Не успел я ещё толком всмотреться в странное общество, окружавшее меня, и разобраться с новыми нахлынувшими на меня впечатлениями, как на дворе радостно залаяли собаки, и, сидевшая до сих пор спокойно, Гуля вдруг заволновалась, замычала и загукала что-то совсем несообразное, не оставляя швейной машины и только обратив к дверям свои большие глаза.

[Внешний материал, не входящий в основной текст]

PR #2037, opened 2020-02-21
Workaround for failing Device OS builds on Windows

sergeuz:
### Problem

Workbench fails to build Device OS on Windows due to the path length limit on that platform.

### Solution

— Анфиса Гордеевна идёт! — пояснил мне Игнашенька, лицо которого разом озарилось такою милою, полудетскою улыбкой, полною наивной любви и радости, что меня невольно потянуло пожать ему руку, приласкать его, поцеловать, что ли, вообще сделать нечто такое, что нас могло бы сблизить короче.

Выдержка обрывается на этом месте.